▶ [Description of the task]:
Return every entry exactly as it is written in the listing.

▶ [The data]:
PR #35, opened 2021-11-15
feat: add version subcommand

### LINKED ISSUE #22: add version subcommand to cli
# Story
As a user of the Combo CLI,
I want to be check what version I'm on,
So that I can debug if needed.

# Summary
Currently the Combo CLI has no version or version command associated with it. This is important for debugging/development purposes.

# Acceptance Criteria
- Version defined in the repo
- Subcommand to run `combo version`
- Unit test to validate functionality

tylerslaton:
# Summary
Adding a new subcommand for version. This grabs the current version in the new `COMBO_VERSION` file and loads it into the `version` package along with the SHA of the current Git commit. 

Example:

```shell
$ combo version
Combo version: v0.0.1
git commit: fefd778d2eb9e54b3ad58be0b26929e9fd369ee5
```

```shell
$ combo version --full
v0.0.1-fefd778d2eb9e54b3ad58be0b26929e9fd369ee5
```

# Additions
- New `version` subcommand with `--full` flag
- Makefile update to the `build` target to use `ldflags`

Closes #22


cmd/version.go
```diff
@@ -0,0 +1,33 @@
...
+
+import (
+	"fmt"
+
+	"github.com/operator-framework/combo/pkg/version"
+	"github.com/spf13/cobra"
+)
+
+func init() {
+	rootCmd.AddCommand(versionCmd)
```
timflannagan, line 11: Should we update adding this sub-command to the root chain at the rootCmd call site instead? That way the definition of the rootCmd and it's child commands are all present centrally.

pkg/version/version.go
```diff
@@ -0,0 +1,19 @@
+package version
+
+import "fmt"
+
+// ComboVersion indicates what version of Combo the binary belongs to
+var ComboVersion string
+
+// GitCommit indicates which git commit the binary was built from
+var GitCommit string
```
timflannagan, line 9: WYDT about also tracking the Kubernetes version too?

pkg/version/version.go
```diff
@@ -0,0 +1,19 @@
+package version
+
+import "fmt"
+
+// ComboVersion indicates what version of Combo the binary belongs to
+var ComboVersion string
```
timflannagan, line 6: I think I'm more-or-less interested in the git tag + commit information for this version sub-command - wdyt? Maybe rename this variable to reflect the git tag here and update the root Makefile to set this ldflag explicitly if we're fine with that layout.

pkg/version/version.go
timflannagan, line 9: +1

cmd/version.go
```diff
@@ -0,0 +1,33 @@
...
+	versionCmd.Flags().BoolP("full", "f", false, "Returns the fully constructed version")
```
timflannagan, line 12: Any idea on why a full version string would be needed? For the most part, I would think that interacting with the version command's formatted string would be sufficient, but I'm curious whether you had something else in mind.

pkg/version/version.go
timflannagan: I realize there's no guarantee we're processing an unannotated tag, especially for HEAD commits, so maybe we need to use `git describe ...` here to grab lightweight tags.

cmd/version.go
tylerslaton: My main thought was that it could be used by some automation tools to confirm the current version in one line. That being said, I'm not too attached to keeping this.

COMBO_VERSION
```diff
@@ -0,0 +1 @@
+v0.0.1
```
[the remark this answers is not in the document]
tylerslaton: I also like the idea of moving away from a static file, would we use Git tags to keep track of this instead?

pkg/version/version.go
tylerslaton: Using Git tags here sounds like a much better solution than the static version file. I would like to see a little automation around bumping that version or at least making sure that we are bumping it manually with a tag each time. Have you done anything like that before? Probably out of the scope of this PR.

pkg/version/version.go
tylerslaton: Took a stab at tracking the Kubernetes version. What are your thoughts on the approach?

cmd/version.go
tylerslaton: So basically moving all of the `rootCmd.AddCommand()` to the `Execute()` function?

Something like this is what I'm seeing in my mind's eye from what you're saying, correct me if I'm wrong:

```go
// ./cmd/root.go
// Execute executes the root command.
func Execute(log logr.Logger) error {
	if log != nil {
		rootLog = log
	}
	
	// NEW =======
	rootCmd.AddCommand(versionCmd)
	rootCmd.AddCommand(evalCmd)
	rootCmd.AddCommand(runCmd)
        // ===========
        
	rootCmd.CompletionOptions.DisableDefaultCmd = true

	return rootCmd.Execute()
}

```

COMBO_VERSION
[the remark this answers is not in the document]
timflannagan: That would be my preference but I think a potential edge case is unnannotated tags - basically we're introducing new commits to a branch and those commits haven't been properly tagged. Maybe `git describe ...` has this functionality we're interested in?

Makefile
```diff
@@ -38,8 +43,10 @@ lint: ## Run golangci-lint
 verify: tidy generate format lint ## Verify the current code generation and lint
 	git diff --exit-code
 
-build-cli: ## Build the CLI binary
-	$(Q)go build -a -o ./bin/combo
+KUBERNETES_VERSION=v1alpha1
```
timflannagan, line 46: I think we're interested in the Kubernetes version we're importing as dependencies, so in this case, [0.22.2](https://github.com/operator-framework/combo/blob/main/go.mod#L12). We can likely just hardcode this value for now, and bump this version when bumping Kubernetes versions in the root go.mod, and just take the extra maintenance burden over time. wdyt?

cmd/version.go
timflannagan: That sounds reasonable to me assuming that's where the rootCmd is being defined, although that might just be a global variable currently (vs. we're using a constructor function to build up a rootCmd, returning a cobra.Command explicitly). We can iron out the command codebase structure over time, so let's settle on the Execute function for now.

cmd/version.go
timflannagan: I don't have a strong opinion either - I was mainly interested in reducing scope if we don't have an immediate use case for it.

pkg/version/version.go
timflannagan: Yeah, automation would be nice, but it's not something we have to iron out immediately. I'm like to get a structure in place before introducing automation when the manual process could be fairly trivial. Longer term, we'll likely want to introduce something like goreleaser to handle all of this for us anyways.

pkg/version/version.go
timflannagan: Replied in https://github.com/operator-framework/combo/pull/35/files#r750568999.

COMBO_VERSION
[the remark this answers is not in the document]
tylerslaton: Yeah, that would make it so we only get annotated tags like you mentioned. What would the process of tagging look like for now? Would we have to create the tag locally and then push it up everytime we merge?

cmd/version.go
tylerslaton: Makes sense. Updated.

Makefile
tylerslaton: What would you think about doing something like this so we can just automate grabbing that version?

```shell
go list -m all | grep k8s.io/apimachinery | awk '{print $2}'
```

We could just throw that into the `Makefile` and apply it as an `ldflag`.

timflannagan: I think either hardcoding it or adding that shell command you pasted is fine, although it's a bit hacky. Maybe add a TODO comment to iron that out if we're interested in that approach?

tylerslaton: Yeah, it's a bit hacky, I agree. Let's just hardcode it for now and come back to it if it gets to be too annoying.

pkg/version/version.go
tylerslaton: Okay, I've replaced the static file with a `git describe` in the Makefile. It also has a default version since we currently do not have any tags.

njhale (approved):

▶ [Reply to the exercise]:
PR #35, opened 2021-11-15
feat: add version subcommand

### LINKED ISSUE #22: add version subcommand to cli
# Story
As a user of the Combo CLI,
I want to be check what version I'm on,
So that I can debug if needed.

# Summary
Currently the Combo CLI has no version or version command associated with it. This is important for debugging/development purposes.

# Acceptance Criteria
- Version defined in the repo
- Subcommand to run `combo version`
- Unit test to validate functionality

tylerslaton:
# Summary
Adding a new subcommand for version. This grabs the current version in the new `COMBO_VERSION` file and loads it into the `version` package along with the SHA of the current Git commit. 

Example:

```shell
$ combo version
Combo version: v0.0.1
git commit: fefd778d2eb9e54b3ad58be0b26929e9fd369ee5
```

```shell
$ combo version --full
v0.0.1-fefd778d2eb9e54b3ad58be0b26929e9fd369ee5
```

# Additions
- New `version` subcommand with `--full` flag
- Makefile update to the `build` target to use `ldflags`

Closes #22


cmd/version.go
```diff
@@ -0,0 +1,33 @@
...
+
+import (
+	"fmt"
+
+	"github.com/operator-framework/combo/pkg/version"
+	"github.com/spf13/cobra"
+)
+
+func init() {
+	rootCmd.AddCommand(versionCmd)
```
timflannagan, line 11: Should we update adding this sub-command to the root chain at the rootCmd call site instead? That way the definition of the rootCmd and it's child commands are all present centrally.

pkg/version/version.go
```diff
@@ -0,0 +1,19 @@
+package version
+
+import "fmt"
+
+// ComboVersion indicates what version of Combo the binary belongs to
+var ComboVersion string
+
+// GitCommit indicates which git commit the binary was built from
+var GitCommit string
```
timflannagan, line 9: WYDT about also tracking the Kubernetes version too?

pkg/version/version.go
```diff
@@ -0,0 +1,19 @@
+package version
+
+import "fmt"
+
+// ComboVersion indicates what version of Combo the binary belongs to
+var ComboVersion string
```
timflannagan, line 6: I think I'm more-or-less interested in the git tag + commit information for this version sub-command - wdyt? Maybe rename this variable to reflect the git tag here and update the root Makefile to set this ldflag explicitly if we're fine with that layout.

pkg/version/version.go
timflannagan, line 9: +1

cmd/version.go
```diff
@@ -0,0 +1,33 @@
...
+	versionCmd.Flags().BoolP("full", "f", false, "Returns the fully constructed version")
```
timflannagan, line 12: Any idea on why a full version string would be needed? For the most part, I would think that interacting with the version command's formatted string would be sufficient, but I'm curious whether you had something else in mind.

pkg/version/version.go
timflannagan: I realize there's no guarantee we're processing an unannotated tag, especially for HEAD commits, so maybe we need to use `git describe ...` here to grab lightweight tags.

cmd/version.go
tylerslaton: My main thought was that it could be used by some automation tools to confirm the current version in one line. That being said, I'm not too attached to keeping this.

COMBO_VERSION
```diff
@@ -0,0 +1 @@
+v0.0.1
```
[the remark this answers is not in the document]
tylerslaton: I also like the idea of moving away from a static file, would we use Git tags to keep track of this instead?

pkg/version/version.go
tylerslaton: Using Git tags here sounds like a much better solution than the static version file. I would like to see a little automation around bumping that version or at least making sure that we are bumping it manually with a tag each time. Have you done anything like that before? Probably out of the scope of this PR.

pkg/version/version.go
tylerslaton: Took a stab at tracking the Kubernetes version. What are your thoughts on the approach?

cmd/version.go
tylerslaton: So basically moving all of the `rootCmd.AddCommand()` to the `Execute()` function?

Something like this is what I'm seeing in my mind's eye from what you're saying, correct me if I'm wrong:

```go
// ./cmd/root.go
// Execute executes the root command.
func Execute(log logr.Logger) error {
	if log != nil {
		rootLog = log
	}
	
	// NEW =======
	rootCmd.AddCommand(versionCmd)
	rootCmd.AddCommand(evalCmd)
	rootCmd.AddCommand(runCmd)
        // ===========
        
	rootCmd.CompletionOptions.DisableDefaultCmd = true

	return rootCmd.Execute()
}

```

COMBO_VERSION
[the remark this answers is not in the document]
timflannagan: That would be my preference but I think a potential edge case is unnannotated tags - basically we're introducing new commits to a branch and those commits haven't been properly tagged. Maybe `git describe ...` has this functionality we're interested in?

Makefile
```diff
@@ -38,8 +43,10 @@ lint: ## Run golangci-lint
 verify: tidy generate format lint ## Verify the current code generation and lint
 	git diff --exit-code
 
-build-cli: ## Build the CLI binary
-	$(Q)go build -a -o ./bin/combo
+KUBERNETES_VERSION=v1alpha1
```
timflannagan, line 46: I think we're interested in the Kubernetes version we're importing as dependencies, so in this case, [0.22.2](https://github.com/operator-framework/combo/blob/main/go.mod#L12). We can likely just hardcode this value for now, and bump this version when bumping Kubernetes versions in the root go.mod, and just take the extra maintenance burden over time. wdyt?

cmd/version.go
timflannagan: That sounds reasonable to me assuming that's where the rootCmd is being defined, although that might just be a global variable currently (vs. we're using a constructor function to build up a rootCmd, returning a cobra.Command explicitly). We can iron out the command codebase structure over time, so let's settle on the Execute function for now.

cmd/version.go
timflannagan: I don't have a strong opinion either - I was mainly interested in reducing scope if we don't have an immediate use case for it.

pkg/version/version.go
timflannagan: Yeah, automation would be nice, but it's not something we have to iron out immediately. I'm like to get a structure in place before introducing automation when the manual process could be fairly trivial. Longer term, we'll likely want to introduce something like goreleaser to handle all of this for us anyways.

pkg/version/version.go
timflannagan: Replied in https://github.com/operator-framework/combo/pull/35/files#r750568999.

COMBO_VERSION
[the remark this answers is not in the document]
tylerslaton: Yeah, that would make it so we only get annotated tags like you mentioned. What would the process of tagging look like for now? Would we have to create the tag locally and then push it up everytime we merge?

cmd/version.go
tylerslaton: Makes sense. Updated.

Makefile
tylerslaton: What would you think about doing something like this so we can just automate grabbing that version?

```shell
go list -m all | grep k8s.io/apimachinery | awk '{print $2}'
```

We could just throw that into the `Makefile` and apply it as an `ldflag`.

timflannagan: I think either hardcoding it or adding that shell command you pasted is fine, although it's a bit hacky. Maybe add a TODO comment to iron that out if we're interested in that approach?

tylerslaton: Yeah, it's a bit hacky, I agree. Let's just hardcode it for now and come back to it if it gets to be too annoying.

pkg/version/version.go
tylerslaton: Okay, I've replaced the static file with a `git describe` in the Makefile. It also has a default version since we currently do not have any tags.

njhale (approved):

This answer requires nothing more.